AWS Event Bridge Scheduler as a workaround to SQS Fifo queue limitations

Cvetanov Goce
Trustpilot Technology
5 min readApr 22, 2024

--

Intro

At Trustpilot, we rely heavily on AWS SQS for making our systems more robust and processing the operations that we can in an async manner. In most of these scenarios, the producer pushes a message to a queue, a consumer picks it up immediately and starts processing it. In other cases, we might want to wait a bit between the time the message is produced and it is consumed.

AWS offers the concept of delay queues where one can configure a SQS queue to delay the initial processing of a message by making it invisible to consumers. This is a setting that applies on the queue level. If one needs to delay only a subset of the messages and not all of the messages in a queue, then one can use message timers where the producer sets a delivery delay on the individual messages.

Problem

The problem that we ran into was a use-case where we wanted to trigger a delayed processing of some messages that were being produced to a fifo queue. Setting the delay on the entire queue was not an option as these use-cases were rare and we did not want to penalize the rest. We were also not able to make use of individual message delays because this feature is not available for fifo queues.

FIFO queues don’t support timers on individual messages. [SQS docs]

One might argue that this use-case we had on our hands is not exactly fitting in the architecture of having a fifo queue in place, but that’s beyond the scope of this blog post. Let’s just say that in these cases, we do not really care about the message ordering and just want to get this through to the consumer, but with a delay.

Solution

EventBridge Scheduler

EventBridge Scheduler sounded like the perfect solution to our problem. We need to post a message to a fifo queue at a specific time and we are not that concerned with the message ordering. The one-time schedule type is exactly what we need.

EventBridge Scheduler has some quotas that one needs to keep in mind. In our case, we considered the following quotas:

  • Quota for 50 requests per second for creating schedules. This is not something that bothered us at all because our use-case is a rare one and we will not come even close to this limitation.
  • Quota for a million schedules per region in total.
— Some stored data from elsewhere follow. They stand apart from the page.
PR #556, opened 2020-07-14
s/sex/gender and add more options

khmoran:


data-serving/data-service/test/model/data/demographics.full.json
```diff
@@ -3,7 +3,7 @@
         "start": 20,
         "end": 29
     },
-    "sex": "Female",
+    "gender": "Female",
```
axmb, line 6: Now that this is gender, rather than sex, should some test data cover values aside from "Male"/"Female"?

khmoran: Good call, changed up 3 tests (one for Non-binary/Third gender and one for Other)

PR #557, opened 2020-07-14
s/profession/occupation

khmoran:


data-serving/data-service/src/model/demographics.ts
```diff
@@ -17,8 +17,7 @@ export const demographicsSchema = new mongoose.Schema(
             _id: false,
         },
         sex: String,
-        // TODO: The below 3 fields should be data dictionaries.
```
axmb, line 20: Intentionally removed?

khmoran: yeah since I don't think this layer is going to handle the dictionaries at all (will be in API layer)

PR #893, opened 2022-04-11
IBM Security Verify connector fixes and additional mapping with verify fields

kr-riteshsinha:
1. Additional validation for multiple filter criteria
2. delete, geo-location  fields are not searchable.
3. 'add' field is added in mapping file.
4. fixed map_attribute issue which is specific to 1.9 version


delliott90:
Why is this PR showing every file as new? I should only be seeing the files that have been changed. Also, there are a lot of conflicts that need to be resolved.

kr-riteshsinha:
I will raise new pull request once the branch is rebase and stable.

This is also not something that we will come close to hitting anytime soon, but in any case, since we have proper monitoring in place in the consumer, we were completely fine with deleting the schedules once they are complete (ie. they have sent the message to the queue).

We set up a ScheduleGroup so that all of the schedules we create for this use-case are grouped together. In our case, this might not have been necessary because we immediately delete the schedules after completion, but it still might come in handy for looking at cost explorer for example, or if we introduce another use-case for the scheduler.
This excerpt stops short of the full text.